With the nights drawing in and days getting cooler, autumn has definitely arrived. Now is the time to start preparing for the winter ahead, and that includes nurturing and bolstering not only your physical health, but your mental health as well.

Regular physical activity is proven to help prevent and manage noncommunicable diseases such as heart disease, stroke, diabetes and several cancers. It also helps prevent hypertension and maintain healthy body weight – all extremely good reasons to get active!

But are you aware that regular physical activity can also improve your mental health? Being active reduces stress, increases energy levels, and can make us more alert and help us sleep better. It also reduces symptoms of depression and anxiety, and enhances thinking, learning, and judgment skills.

 

The good news is that no matter how much you do, physical activity is good for your body and your mind. In observance of World Mental Health Day on 10th October, Places Leisure Head of Health & Fitness, Sarah Roberts, gives us her top five tips on how to move more and increase your physical activity this autumn.

Sarah notes, “During the spring and summer months, it’s easy for everyone to become more active and maintain higher levels of physical activity. But, as we move into the colder, darker months of the autumn and into the winter, we see activity levels begin to wane as motivation levels plummet. If you set good habits now, at the beginning of the autumn, it will help you to maintain motivation and activity levels all winter long. You’ll have more energy, you’ll feel better and, you’ll be nurturing your mental health, which will help to strengthen your overall wellbeing.”

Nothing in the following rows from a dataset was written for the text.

Issue #685, opened 2023-11-27
Deadlock when using pipeline mode


wemoloh:
When inserting a large amount of data, psycopg hangs when using pipeline mode.  It does not hang if pipeline mode is not used (but it is much slower when the amount of inserted data is small).

Platform: Windows Server 2019
psycopg version: 3.1.13
PostgreSQL version: 15.2
Python version: 3.11.5

For example, given the following definitions:

```sql
create table test (bigdata text[]);
```

```python
from psycopg import connect

def insert_a_lot(cur, nrows, nchars, nvals):
    for _ in range(nrows):
        data = ['a' * nchars] * nvals
        cur.execute('insert into test (bigdata) values (%s)', (data,))
```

Sarah’s tips for moving more this autumn:

  1. Get into a good habit
    Set a reminder on your phone to get up and move every 30 minutes throughout the day. Try stretching, doing 10 squats or arm raises between your virtual meetings and during TV ad breaks in the evening, or you could pace around the kitchen while the kettle's boiling.
  2. Leave your desk or house for lunch
    Lunchtime is a good opportunity to fit in some activity. Take a break to stretch and unwind, or even fit in a quick virtual workout from our Virtual Studio on our Places Locker app. https://www.placesleisure.org/places-locker/
  3. Stand whenever you can
    Try standing when you can instead of sitting – even short periods will add up and improve your strength.
  4. Track your progress
    Hitting your daily target will feel great! Using tracking apps on your phone can help, but even just a checklist on a piece of paper will do.
  5. It's always better together
    The more the merrier! Fitness provides a wonderful opportunity to socialise, keep fit and nurture your mental health all at the same time. Whether its an Aqua Fit class, Body Combat, five aside football or just a chat and a coffee in the café – your local Places Leisure is great place to socialise. We want everyone who enters our doors to feel a sense of community and belonging – where you can meet old friends and make new ones – all while bolstering your health and wellbeing.

So, why not start preparing for the winter ahead today? Begin sowing the seeds of increased activity now, and you’ll reap the benefits for your physical health as well as your mental health, all winter long.